Рядом послышалось поскуливание, и Эдику в плечо ткнулось что-то.
— Страж? — севшим голосом произнёс парень, не торопясь оборачиваться. В памяти слишком живо всплыла картинка несущегося сквозь зимнюю ночь огромного монстра с крыльями тьмы за плечами.
Ухо и щёку Эдика обдало жарким дыханием, а нос Стража вновь ткнулся в плечо. Надо сказать, парень не отличался низкорослостью, а значит никакая собака, даже самой крупной породы, до его плеча не дотянется. Эдик судорожно сглотнул, выдохнул и медленно повернулся, внутреннее стараясь смириться с тем, что его четвероногий друг продолжает выглядеть как ночной кошмар.
Страж сидел прямо у него за спиной и дружелюбно сопел, вывесив язык из пасти. Ни дать ни взять дружелюбный домашний кобель. Если бы не несколько «но». Во-первых, даже в сидячем положении он значительно превосходил Эдика ростом, во-вторых, клыки явно велики даже для его немаленькой пасти и торчат из-за губ кривыми лезвиями, в-третьих, глаза светятся тускло-зелёным, потусторонним каким-то светом, ну и в-четвёртых, крылья, сотканные из тьмы с разноцветными сполохами, тоже никуда не делись, монстр просто сложил их аккуратно за спиной. А крылатых псов таких размеров не бывает.
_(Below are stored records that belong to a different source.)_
PR #94, opened 2023-10-14
Run integ tests in parallel with build

dbwiddis:
### Description

Inspired by discussion on #84 (Thanks @owaiskazi19)

1. ~Removes the repo conditional on spotless and javadoc checks, so you don't need to submit the PR to get alerted about those failures.~
2. Separates the integTest and yamlRestTest tasks into a separate job that runs in parallel with the remaining gradle checks.  Right now they both take about the same time to complete.  If Integ tests start growing longer we can split these two out further.
3. Adds more JDKs to the build matrix.  **Note: I think 3 JDKs on 3 OS's for both test and integ is probably too much, probably should reduce them.**

image

image

### DIFF
--- a/.github/workflows/CI.yml
+++ b/.github/workflows/CI.yml
@@ -1,4 +1,4 @@
-name: Build and Test Plugin
+name: CI
 
 on:
   push:
@@ -9,14 +9,12 @@ on:
 
 jobs:
   spotless:
-    if: github.repository == 'opensearch-project/opensearch-ai-flow-framework'
     runs-on: ubuntu-latest
     steps:
       - uses: actions/checkout@v4
       - name: Spotless Check
         run: ./gradlew spotlessCheck
   javadoc:
-    if: github.repository == 'opensearch-project/opensearch-ai-flow-framework'
     runs-on: ubuntu-latest
     steps:
       - uses: actions/checkout@v4
@@ -25,19 +23,14 @@ jobs:
       - name: Javadoc Check
         run: ./gradlew javadoc
   build:
+    if: github.repository == 'opensearch-project/opensearch-ai-flow-framework'
     needs: [spotless, javadoc]
     strategy:
       matrix:
-        os:
-          - ubuntu-latest
-          - macOS-latest
-          - windows-latest
-        java:
-          - 17
-    name: Build and Test Plugin Template
-    if: github.repository == 'opensearch-project/opensearch-ai-flow-framework'
+        os: [ubuntu-latest, macos-latest, windows-latest]
+        java: [11, 17, 20]
+    name: Test JDK${{ matrix.java }}, ${{ matrix.os }}
     runs-on: ${{ matrix.os }}
-
     steps:
     - uses: actions/checkout@v4
     - name: Set up JDK ${{ matrix.java }}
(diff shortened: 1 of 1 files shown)


joshpalis (approved):

.github/workflows/CI.yml
```diff
@@ -9,14 +9,12 @@ on:
...
 jobs:
   spotless:
-    if: github.repository == 'opensearch-project/opensearch-ai-flow-framework'
     runs-on: ubuntu-latest
     steps:
       - uses: actions/checkout@v4
       - name: Spotless Check
         run: ./gradlew spotlessCheck
   javadoc:
-    if: github.repository == 'opensearch-project/opensearch-ai-flow-framework'
```
owaiskazi19, line 19: We should have the repo check or else it will run on the fork as before?

.github/workflows/CI.yml
```diff
@@ -47,9 +40,28 @@ jobs:
         distribution: temurin
     - name: Build and Run Tests
       run: |
-          ./gradlew check
+          ./gradlew check -x integTest -x yamlRestTest
```
owaiskazi19, line 43: Based on our discussion on #84, would code coverage just run for unit tests now?

.github/workflows/CI.yml
dbwiddis: > We should have the repo check or else it will run on the fork as before?

I specifically removed it as I think it's a good thing to run spotless and javadoc on anyone's branch before they submit a PR.

dbwiddis:
> To discuss the 3 JDKs mentioned in the PR description. The below JDK version are needed for the respective branches/development purpose.
> 
> ```
> 11 -> 2.x
> 20 -> 3.0
> 17 -> for our development
> ```
> 
> We can run 17 on just ubuntu though.

So this should be 17 (ubuntu only) and 20 on main, and 17 (ubuntu only) and 11 on backport?

.github/workflows/CI.yml
owaiskazi19: Looking at the number of emails we receive from all the repos. I would suggest to have this check please :)

dbwiddis: You don't like lots of emails?
Screenshot 2023-10-16 at 10 30 39 AM

owaiskazi19:
> So this should be 17 (ubuntu only) and 20 on main, and 17 (ubuntu only) and 11 on backport?

If we are running 11 on just backport/2.x, that way we won't be able to catch any issues on main which are not supported on JDK11.

.github/workflows/CI.yml
dbwiddis: My thought was that this will only generate an email if it fails, and if it fails on your branch before the PR sending the submitter an email it's better than failing on the PR and sending all the maintainers an email.  But I'll go ahead and put it back.

owaiskazi19: How many labels more I need now? :(
Screenshot 2023-10-16 at 10 34 29 AM

dbwiddis:
image

owaiskazi19 (approved):
Thanks for this!

jackiehanyang (approved):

— Не. Бывает, — раздельно и отчётливо сказал Эдик прямо в морду Стража. — Ты мне мерещишься. Или снишься. Сгинь.
Говорил и сам себе не верил. Потому что морозный воздух щипал щёки, во рту горчил привкус рвоты, а в ушах чуть шумело после приступа головокружения. Сроду Эдуарду такие подробные сны не снились, чтобы и вкус, и температуру чувствовать.
Страж, естественно, предложение сгинуть проигнорировал и вместо этого издал ещё одно поскуливание, на сей раз в нём слышалась ликующая нотка, и лизнул парня шершавым языком в щёку. Учитывая размеры, практически умыл, Эдик аж отшатнулся. Смердело у «пса» из пасти знатно, как впрочем у любого зверя. Эта приземленная подробность окончательно привела парня в чувство, и стало ясно, что либо глючит его на редкость правдоподобно, либо всё реально. При любом раскладе отмахиваться от окружающего и делать вид, что нет ничего этого, — не выйдет.
Сплюнув в снег, чтобы избавиться от противного привкуса во рту, Эдуард, старательно не глядя в сторону того места, где по своим воспоминаниям он упал на ржавый прут, торчащий из сугроба, и… Да умер, умер, хватит уже пытаться выдумать слово-заменитель. По представлениям Эдика, мёртвые не ходят, их не тошнит, и всякие даже очень странно выглядящие животные на них не пахнут своими пастями. Мёртвые, они лежат себе на том месте, где испустили последний вздох, и всё. А если, к примеру, душа отделяется неупокоенным призраком (как все современные молодые люди, Эдик не чуждался мистических историй в фильмах и книгах), то тогда лежало бы тело, и он бы видел себя со стороны. И опять же призраки никаких запахов и вкусов не ощущают.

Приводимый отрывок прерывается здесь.